**The data:**
○ ○ ○ ○ ○
PR #1878, opened 2023-10-27
MM-54989 Fix team run team interaction.

crspeller:
#### Summary

Adding checks for team permissions when accessing runs. 

#### Ticket

https://mattermost.atlassian.net/browse/MM-54989

### DIFF
--- a/server/api_runs_test.go
+++ b/server/api_runs_test.go
@@ -515,6 +515,55 @@ func TestRunRetrieval(t *testing.T) {
 	})
 }
 
+func TestRunPostStatusUpdateDialog(t *testing.T) {
+	e := Setup(t)
+	e.CreateBasic()
+
+	t.Run("post an update", func(t *testing.T) {
+		dialogRequest := model.SubmitDialogRequest{
+			TeamId: e.BasicTeam.Id,
+			UserId: e.RegularUser.Id,
+			State:  "{}",
+			Submission: map[string]interface{}{
+				app.DialogFieldMessageKey:           "someupdate",
+				app.DialogFieldReminderInSecondsKey: "100000",
+				app.DialogFieldFinishRun:            false,
+			},
+		}
+		dialogRequestBytes, err := json.Marshal(dialogRequest)
+		require.NoError(t, err)
+
+		result, err := e.ServerClient.DoAPIRequestBytes("POST", e.ServerClient.URL+"/plugins/"+manifest.Id+"/api/v0/runs/"+e.BasicRun.ID+"/update-status-dialog", dialogRequestBytes, "")
+		require.NoError(t, err)
+		assert.Equal(t, http.StatusOK, result.StatusCode)
+	})
+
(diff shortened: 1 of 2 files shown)


lieut-data (approved):

server/api_runs_test.go
```diff
@@ -548,6 +548,15 @@ func TestRunPostStatusUpdate(t *testing.T) {
 		assert.Error(t, err)
 	})
 
+	t.Run("no permissions to run", func(t *testing.T) {
+		_, err := e.ServerAdminClient.RemoveTeamMember(e.BasicRun.TeamID, e.RegularUser.Id)
+		require.NoError(t, err)
+		err = e.PlaybooksClient.PlaybookRuns.UpdateStatus(context.Background(), e.BasicRun.ID, "update", 600)
```
esarafianou, line 554: UpdateStatus doesn't call the `POST /plugins/playbooks/api/v0/runs/<RUN_ID>/update-status-dialog` endpoint. It calls the `runs/<RUN_ID>/status` endpoint which is not what we'd like to test: https://github.com/mattermost/mattermost-plugin-playbooks/blob/a10bb42418667c0f5337f44b39e582f7a8fc81cf/client/playbook_runs.go#L141C27-L141C43.

server/app/permissions_service.go
```diff
@@ -410,6 +410,10 @@ func (p *PermissionsService) RunManageProperties(userID, runID string) error {
 }
 
 func (p *PermissionsService) runManagePropertiesWithPlaybookRun(userID string, run *PlaybookRun) error {
```
esarafianou, line 412: The `POST /plugins/playbooks/api/v0/runs/<RUN_ID>/update-status-dialog` doesn't seem to ever call the `runManagePropertiesWithPlaybookRun` function so this fix won't get applied in that endpoint: https://github.com/mattermost/mattermost-plugin-playbooks/blob/a10bb42418667c0f5337f44b39e582f7a8fc81cf/server/api/playbook_runs.go#L922-L971

esarafianou (changes requested):

server/app/permissions_service.go
crspeller: It is a little confusing if you don't know what is going on. There is actually some registered middleware that is taking care of it. You can see it here: https://github.com/mattermost/mattermost-plugin-playbooks/blob/d03dfd8d4e200e8db5c5f64ae05a7ba4b68032fc/server/api/playbook_runs.go#L79

server/api_runs_test.go
crspeller: The code paths for checking permissions are identical. The only difference is the input.
However I added a test for it just to be safe.

sbishel (approved):

server/app/permissions_service.go
esarafianou: Aah, that makes sense. Thanks for pointing to that! I missed it.

esarafianou (approved):
LGTM!

PR #1880, opened 2023-10-31
Prevent extra JSON from being stored in actions.

crspeller:
## Summary
Prevents extra JSON from being stored in the DB for channel actions.

## Ticket Link

https://mattermost.atlassian.net/browse/MM-54130

### DIFF
--- a/server/safemapstructure/safemapstructure.go
+++ b/server/safemapstructure/safemapstructure.go
@@ -1,0 +1,20 @@
+package safemapstructure
+
+import (
+	"github.com/mitchellh/mapstructure"
+)
+
+func Decode(input interface{}, output interface{}) error {
+	config := &mapstructure.DecoderConfig{
+		Metadata:  nil,
+		Result:    output,
+		MatchName: func(a string, b string) bool { return a == b }, // Only match exactly
+	}
+
+	decoder, err := mapstructure.NewDecoder(config)
+	if err != nil {
+		return err
+	}
+
+	return decoder.Decode(input)
+}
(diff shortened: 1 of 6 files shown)


server/safemapstructure/safemapstructure_test.go
```diff
@@ -0,0 +1,55 @@
...
+	}
+
+	input := map[string]interface{}{
+		"tEst":       "incorrect",
+		"Test":       "incorrect",
+		"Other_test": "incorrect",
+		"other_tEst": "incorrect",
+	}
+
+	// Do it a bunch of times since map order is randomized
```
jupenur, line 22: We can just do this once because the input contains no zero values.

server/safemapstructure/safemapstructure.go
```diff
@@ -0,0 +1,20 @@
...
+
+import (
+	"github.com/mitchellh/mapstructure"
+)
+
+func Decode(input interface{}, output interface{}) error {
+	config := &mapstructure.DecoderConfig{
+		Metadata:  nil,
+		Result:    output,
+		MatchName: func(a string, b string) bool { return a == b }, // Only match exactly
```
jupenur, line 11: Exact matches are handled in a different code path so `MatchName` never gets called with equal values of `a` and `b`. Which means this could also be written as:

```suggestion
		MatchName: func(string, string) bool { return false }, // Only match exactly
```

0/5 on whether that's better or worse than what you've got here.

jupenur (approved):

server/safemapstructure/safemapstructure.go
crspeller: I did notice that. I just thought that this was more clear.

sbishel (approved):

lieut-data (approved):

PR #1900, opened 2024-03-26
Fixing slash commands on runs

crspeller:
## Summary
Fixing slash commands on runs. Note this doesn't fix the UI around this feature. Followup ticket: https://mattermost.atlassian.net/browse/MM-57509

## Ticket Link
https://mattermost.atlassian.net/browse/MM-56343


lieut-data (approved):

esarafianou (approved):
looks good! Let's only add a test for a non channel-member running a slash command

PR #2736, opened 2023-05-18
[ossdataflowengine] code clean up and remove redundant check

Liyw979:
From comment in `TaskSolver.scala`:
> This method stays within the method (intra-procedural analysis) and terminates at method parameters and at output
> arguments

Since the variable `path` in `TaskSolver` contains only nodes within the same method, 
`isArgOrRetOfMethodWeCameFrom` will always return false.


fabsx00:
Hm... you may be right about that: it used to be the case that nodes on the path can be from other methods, but I believe that was refactored some time in January when I was doing the work on performance improvements of the data flow engine. Give me a bit of time to look at this in detail.

PR #2737, opened 2023-05-18
Disables python inheritance pass

prabhu:


fabsx00:
@DavidBakerEffendi will look into the performance issues on Monday, so, closing this one.

PR #2749, opened 2023-05-22
Performance Improvement: Inheritance and Type Recovery

DavidBakerEffendi:
Both passes initially started out as small, rudimentary passes but have become more and more powerful in what they offer and, as such, how expensive they are. They were designed on `CpgPass` which is ideally for small tasks, but these were now moved to `ConcurrentWriterPass` which exploits the independent task nature of how these passes operate.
○ ○ ○ ○ ○
**Work order:**
Without omitting anything, output the data verbatim.

**Your response:**
PR #1878, opened 2023-10-27
MM-54989 Fix team run team interaction.

crspeller:
#### Summary

Adding checks for team permissions when accessing runs. 

#### Ticket

https://mattermost.atlassian.net/browse/MM-54989

### DIFF
--- a/server/api_runs_test.go
+++ b/server/api_runs_test.go
@@ -515,6 +515,55 @@ func TestRunRetrieval(t *testing.T) {
 	})
 }
 
+func TestRunPostStatusUpdateDialog(t *testing.T) {
+	e := Setup(t)
+	e.CreateBasic()
+
+	t.Run("post an update", func(t *testing.T) {
+		dialogRequest := model.SubmitDialogRequest{
+			TeamId: e.BasicTeam.Id,
+			UserId: e.RegularUser.Id,
+			State:  "{}",
+			Submission: map[string]interface{}{
+				app.DialogFieldMessageKey:           "someupdate",
+				app.DialogFieldReminderInSecondsKey: "100000",
+				app.DialogFieldFinishRun:            false,
+			},
+		}
+		dialogRequestBytes, err := json.Marshal(dialogRequest)
+		require.NoError(t, err)
+
+		result, err := e.ServerClient.DoAPIRequestBytes("POST", e.ServerClient.URL+"/plugins/"+manifest.Id+"/api/v0/runs/"+e.BasicRun.ID+"/update-status-dialog", dialogRequestBytes, "")
+		require.NoError(t, err)
+		assert.Equal(t, http.StatusOK, result.StatusCode)
+	})
+
(diff shortened: 1 of 2 files shown)


lieut-data (approved):

server/api_runs_test.go
```diff
@@ -548,6 +548,15 @@ func TestRunPostStatusUpdate(t *testing.T) {
 		assert.Error(t, err)
 	})
 
+	t.Run("no permissions to run", func(t *testing.T) {
+		_, err := e.ServerAdminClient.RemoveTeamMember(e.BasicRun.TeamID, e.RegularUser.Id)
+		require.NoError(t, err)
+		err = e.PlaybooksClient.PlaybookRuns.UpdateStatus(context.Background(), e.BasicRun.ID, "update", 600)
```
esarafianou, line 554: UpdateStatus doesn't call the `POST /plugins/playbooks/api/v0/runs/<RUN_ID>/update-status-dialog` endpoint. It calls the `runs/<RUN_ID>/status` endpoint which is not what we'd like to test: https://github.com/mattermost/mattermost-plugin-playbooks/blob/a10bb42418667c0f5337f44b39e582f7a8fc81cf/client/playbook_runs.go#L141C27-L141C43.

server/app/permissions_service.go
```diff
@@ -410,6 +410,10 @@ func (p *PermissionsService) RunManageProperties(userID, runID string) error {
 }
 
 func (p *PermissionsService) runManagePropertiesWithPlaybookRun(userID string, run *PlaybookRun) error {
```
esarafianou, line 412: The `POST /plugins/playbooks/api/v0/runs/<RUN_ID>/update-status-dialog` doesn't seem to ever call the `runManagePropertiesWithPlaybookRun` function so this fix won't get applied in that endpoint: https://github.com/mattermost/mattermost-plugin-playbooks/blob/a10bb42418667c0f5337f44b39e582f7a8fc81cf/server/api/playbook_runs.go#L922-L971

esarafianou (changes requested):

server/app/permissions_service.go
crspeller: It is a little confusing if you don't know what is going on. There is actually some registered middleware that is taking care of it. You can see it here: https://github.com/mattermost/mattermost-plugin-playbooks/blob/d03dfd8d4e200e8db5c5f64ae05a7ba4b68032fc/server/api/playbook_runs.go#L79

server/api_runs_test.go
crspeller: The code paths for checking permissions are identical. The only difference is the input.
However I added a test for it just to be safe.

sbishel (approved):

server/app/permissions_service.go
esarafianou: Aah, that makes sense. Thanks for pointing to that! I missed it.

esarafianou (approved):
LGTM!

PR #1880, opened 2023-10-31
Prevent extra JSON from being stored in actions.

crspeller:
## Summary
Prevents extra JSON from being stored in the DB for channel actions.

## Ticket Link

https://mattermost.atlassian.net/browse/MM-54130

### DIFF
--- a/server/safemapstructure/safemapstructure.go
+++ b/server/safemapstructure/safemapstructure.go
@@ -1,0 +1,20 @@
+package safemapstructure
+
+import (
+	"github.com/mitchellh/mapstructure"
+)
+
+func Decode(input interface{}, output interface{}) error {
+	config := &mapstructure.DecoderConfig{
+		Metadata:  nil,
+		Result:    output,
+		MatchName: func(a string, b string) bool { return a == b }, // Only match exactly
+	}
+
+	decoder, err := mapstructure.NewDecoder(config)
+	if err != nil {
+		return err
+	}
+
+	return decoder.Decode(input)
+}
(diff shortened: 1 of 6 files shown)


server/safemapstructure/safemapstructure_test.go
```diff
@@ -0,0 +1,55 @@
...
+	}
+
+	input := map[string]interface{}{
+		"tEst":       "incorrect",
+		"Test":       "incorrect",
+		"Other_test": "incorrect",
+		"other_tEst": "incorrect",
+	}
+
+	// Do it a bunch of times since map order is randomized
```
jupenur, line 22: We can just do this once because the input contains no zero values.

server/safemapstructure/safemapstructure.go
```diff
@@ -0,0 +1,20 @@
...
+
+import (
+	"github.com/mitchellh/mapstructure"
+)
+
+func Decode(input interface{}, output interface{}) error {
+	config := &mapstructure.DecoderConfig{
+		Metadata:  nil,
+		Result:    output,
+		MatchName: func(a string, b string) bool { return a == b }, // Only match exactly
```
jupenur, line 11: Exact matches are handled in a different code path so `MatchName` never gets called with equal values of `a` and `b`. Which means this could also be written as:

```suggestion
		MatchName: func(string, string) bool { return false }, // Only match exactly
```

0/5 on whether that's better or worse than what you've got here.

jupenur (approved):

server/safemapstructure/safemapstructure.go
crspeller: I did notice that. I just thought that this was more clear.

sbishel (approved):

lieut-data (approved):

PR #1900, opened 2024-03-26
Fixing slash commands on runs

crspeller:
## Summary
Fixing slash commands on runs. Note this doesn't fix the UI around this feature. Followup ticket: https://mattermost.atlassian.net/browse/MM-57509

## Ticket Link
https://mattermost.atlassian.net/browse/MM-56343


lieut-data (approved):

esarafianou (approved):
looks good! Let's only add a test for a non channel-member running a slash command

PR #2736, opened 2023-05-18
[ossdataflowengine] code clean up and remove redundant check

Liyw979:
From comment in `TaskSolver.scala`:
> This method stays within the method (intra-procedural analysis) and terminates at method parameters and at output
> arguments

Since the variable `path` in `TaskSolver` contains only nodes within the same method, 
`isArgOrRetOfMethodWeCameFrom` will always return false.


fabsx00:
Hm... you may be right about that: it used to be the case that nodes on the path can be from other methods, but I believe that was refactored some time in January when I was doing the work on performance improvements of the data flow engine. Give me a bit of time to look at this in detail.

PR #2737, opened 2023-05-18
Disables python inheritance pass

prabhu:


fabsx00:
@DavidBakerEffendi will look into the performance issues on Monday, so, closing this one.

PR #2749, opened 2023-05-22
Performance Improvement: Inheritance and Type Recovery

DavidBakerEffendi:
Both passes initially started out as small, rudimentary passes but have become more and more powerful in what they offer and, as such, how expensive they are. They were designed on `CpgPass` which is ideally for small tasks, but these were now moved to `ConcurrentWriterPass` which exploits the independent task nature of how these passes operate.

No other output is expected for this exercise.